▶ [Task instructions]:
Write out every entry below word for word, leaving nothing out.

▶ [Provided entries]:
PR #841, opened 2025-10-01
use agent name as branch name

treblereel:
I propose changing the branch naming when executing agentic parallel tasks.
Since the agent’s name will be used (or the method name if the agent’s name is not specified), the naming of execution results in the context will be strictly deterministic, which will significantly simplify further work with the results.

Drawbacks: if multiple instances of the same agent with identical names are used in a parallel task, the results of the later executions will overwrite the results of the earlier ones.

### DIFF
--- a/experimental/fluent/agentic/src/test/java/io/serverlessworkflow/fluent/agentic/AgentDslWorkflowTest.java
+++ b/experimental/fluent/agentic/src/test/java/io/serverlessworkflow/fluent/agentic/AgentDslWorkflowTest.java
@@ -101,7 +101,7 @@ class AgentDslWorkflowTest {
   @Test
   void dslParallelAgents() {
     var a1 = AgentsUtils.newMovieExpert();
-    var a2 = AgentsUtils.newMovieExpert();
+    var a2 = AgentsUtils.newMovieExpert2();
 
     Workflow wf = workflow("forkFlow").parallel("fanout", a1, a2).build();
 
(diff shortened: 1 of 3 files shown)


experimental/fluent/agentic/src/test/java/io/serverlessworkflow/fluent/agentic/AgentDslWorkflowTest.java
```diff
@@ -112,8 +112,8 @@ void dslParallelAgents() {
     // two branches created
     assertThat(fork.getFork().getBranches()).hasSize(2);
     // branch names follow "branch-{index}-{name}"
-    assertThat(fork.getFork().getBranches().get(0).getName()).isEqualTo("branch-0-fanout");
-    assertThat(fork.getFork().getBranches().get(1).getName()).isEqualTo("branch-1-fanout");
+    assertThat(fork.getFork().getBranches().get(0).getName()).isEqualTo("findMovie");
+    assertThat(fork.getFork().getBranches().get(1).getName()).isEqualTo("findMovie2");
```
ricardozanini, line 116: This is fine, but why not `findMovie-branch-0` and `findMovie-branch-1`?

treblereel: well, the findMovie comes MovieExpert.findMovie, because newMovieExpert() {} doesn't decalre name()
findMovie2 comes from newMovieExpert2() where newMovieExpert2() declares .name("findMovie2")

If you want I can fix it

ricardozanini: ok, I see. You are using the task's name as the branch name internally?

treblereel: yeap, thats it. And from my point of view, it's nice, coz enduser can set the name of the agent in the parallel loop and later do something with the output knowing which branch produces which result

ricardozanini (approved):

▶ [Output]:
PR #841, opened 2025-10-01
use agent name as branch name

treblereel:
I propose changing the branch naming when executing agentic parallel tasks.
Since the agent’s name will be used (or the method name if the agent’s name is not specified), the naming of execution results in the context will be strictly deterministic, which will significantly simplify further work with the results.

Drawbacks: if multiple instances of the same agent with identical names are used in a parallel task, the results of the later executions will overwrite the results of the earlier ones.

### DIFF
--- a/experimental/fluent/agentic/src/test/java/io/serverlessworkflow/fluent/agentic/AgentDslWorkflowTest.java
+++ b/experimental/fluent/agentic/src/test/java/io/serverlessworkflow/fluent/agentic/AgentDslWorkflowTest.java
@@ -101,7 +101,7 @@ class AgentDslWorkflowTest {
   @Test
   void dslParallelAgents() {
     var a1 = AgentsUtils.newMovieExpert();
-    var a2 = AgentsUtils.newMovieExpert();
+    var a2 = AgentsUtils.newMovieExpert2();
 
     Workflow wf = workflow("forkFlow").parallel("fanout", a1, a2).build();
 
(diff shortened: 1 of 3 files shown)


experimental/fluent/agentic/src/test/java/io/serverlessworkflow/fluent/agentic/AgentDslWorkflowTest.java
```diff
@@ -112,8 +112,8 @@ void dslParallelAgents() {
     // two branches created
     assertThat(fork.getFork().getBranches()).hasSize(2);
     // branch names follow "branch-{index}-{name}"
-    assertThat(fork.getFork().getBranches().get(0).getName()).isEqualTo("branch-0-fanout");
-    assertThat(fork.getFork().getBranches().get(1).getName()).isEqualTo("branch-1-fanout");
+    assertThat(fork.getFork().getBranches().get(0).getName()).isEqualTo("findMovie");
+    assertThat(fork.getFork().getBranches().get(1).getName()).isEqualTo("findMovie2");
```
ricardozanini, line 116: This is fine, but why not `findMovie-branch-0` and `findMovie-branch-1`?

treblereel: well, the findMovie comes MovieExpert.findMovie, because newMovieExpert() {} doesn't decalre name()
findMovie2 comes from newMovieExpert2() where newMovieExpert2() declares .name("findMovie2")

If you want I can fix it

ricardozanini: ok, I see. You are using the task's name as the branch name internally?

treblereel: yeap, thats it. And from my point of view, it's nice, coz enduser can set the name of the agent in the parallel loop and later do something with the output knowing which branch produces which result

ricardozanini (approved):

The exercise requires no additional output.